**WORK INSTRUCTION:** Look through the listing below for the string "their". Show each line where it occurs.

(AVAILABLE DATA)

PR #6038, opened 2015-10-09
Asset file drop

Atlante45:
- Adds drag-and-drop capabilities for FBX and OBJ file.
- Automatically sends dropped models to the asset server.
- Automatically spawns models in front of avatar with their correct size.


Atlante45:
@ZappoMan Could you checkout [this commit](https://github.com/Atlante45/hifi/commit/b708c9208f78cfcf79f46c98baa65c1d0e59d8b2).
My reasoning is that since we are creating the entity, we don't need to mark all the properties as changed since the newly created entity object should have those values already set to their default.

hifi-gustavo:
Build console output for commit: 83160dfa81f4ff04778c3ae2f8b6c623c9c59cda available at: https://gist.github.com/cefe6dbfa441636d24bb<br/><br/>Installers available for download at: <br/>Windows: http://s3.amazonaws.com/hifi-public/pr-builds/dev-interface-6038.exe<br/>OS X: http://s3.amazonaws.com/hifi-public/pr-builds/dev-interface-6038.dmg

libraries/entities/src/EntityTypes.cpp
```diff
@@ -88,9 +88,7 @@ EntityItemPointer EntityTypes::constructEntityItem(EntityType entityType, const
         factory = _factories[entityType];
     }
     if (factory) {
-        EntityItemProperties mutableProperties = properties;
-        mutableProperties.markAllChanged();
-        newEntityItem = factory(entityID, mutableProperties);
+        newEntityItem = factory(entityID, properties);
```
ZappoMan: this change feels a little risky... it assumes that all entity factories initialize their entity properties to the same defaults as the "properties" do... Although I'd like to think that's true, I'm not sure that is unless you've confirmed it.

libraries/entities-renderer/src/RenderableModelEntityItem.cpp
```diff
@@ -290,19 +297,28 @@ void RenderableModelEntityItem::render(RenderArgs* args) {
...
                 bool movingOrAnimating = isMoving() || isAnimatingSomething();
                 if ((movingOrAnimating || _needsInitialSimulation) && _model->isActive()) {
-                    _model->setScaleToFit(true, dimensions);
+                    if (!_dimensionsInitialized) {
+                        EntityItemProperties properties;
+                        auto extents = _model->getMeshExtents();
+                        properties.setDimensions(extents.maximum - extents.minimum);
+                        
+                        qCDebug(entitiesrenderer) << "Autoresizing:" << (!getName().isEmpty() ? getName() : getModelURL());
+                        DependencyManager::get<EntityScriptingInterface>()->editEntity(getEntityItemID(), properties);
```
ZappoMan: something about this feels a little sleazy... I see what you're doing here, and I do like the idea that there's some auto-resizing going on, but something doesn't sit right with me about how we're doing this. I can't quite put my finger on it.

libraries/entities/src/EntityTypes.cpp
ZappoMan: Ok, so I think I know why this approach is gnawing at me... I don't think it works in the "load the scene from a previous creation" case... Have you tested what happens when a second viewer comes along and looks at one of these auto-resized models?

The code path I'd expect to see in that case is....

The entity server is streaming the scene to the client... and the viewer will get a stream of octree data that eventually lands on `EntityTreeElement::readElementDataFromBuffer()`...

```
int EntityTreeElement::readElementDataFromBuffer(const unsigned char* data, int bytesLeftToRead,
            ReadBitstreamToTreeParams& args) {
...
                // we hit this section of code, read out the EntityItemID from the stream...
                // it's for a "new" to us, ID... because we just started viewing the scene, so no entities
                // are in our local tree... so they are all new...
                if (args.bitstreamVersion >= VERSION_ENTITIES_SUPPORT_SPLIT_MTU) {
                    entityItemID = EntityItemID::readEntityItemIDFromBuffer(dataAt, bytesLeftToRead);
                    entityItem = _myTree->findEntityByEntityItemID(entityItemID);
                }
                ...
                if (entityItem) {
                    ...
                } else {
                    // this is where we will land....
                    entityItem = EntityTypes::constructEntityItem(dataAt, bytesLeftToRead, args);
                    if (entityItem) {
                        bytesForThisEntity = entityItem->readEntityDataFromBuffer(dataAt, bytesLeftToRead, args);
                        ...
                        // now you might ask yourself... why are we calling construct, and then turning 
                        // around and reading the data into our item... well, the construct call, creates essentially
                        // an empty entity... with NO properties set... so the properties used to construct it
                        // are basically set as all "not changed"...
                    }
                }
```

(End AVAILABLE DATA)

**RESPONSE BOX:**
- Automatically spawns models in front of avatar with their correct size.
My reasoning is that since we are creating the entity, we don't need to mark all the properties as changed since the newly created entity object should have those values already set to their default.
ZappoMan: this change feels a little risky... it assumes that all entity factories initialize their entity properties to the same defaults as the "properties" do... Although I'd like to think that's true, I'm not sure that is unless you've confirmed it.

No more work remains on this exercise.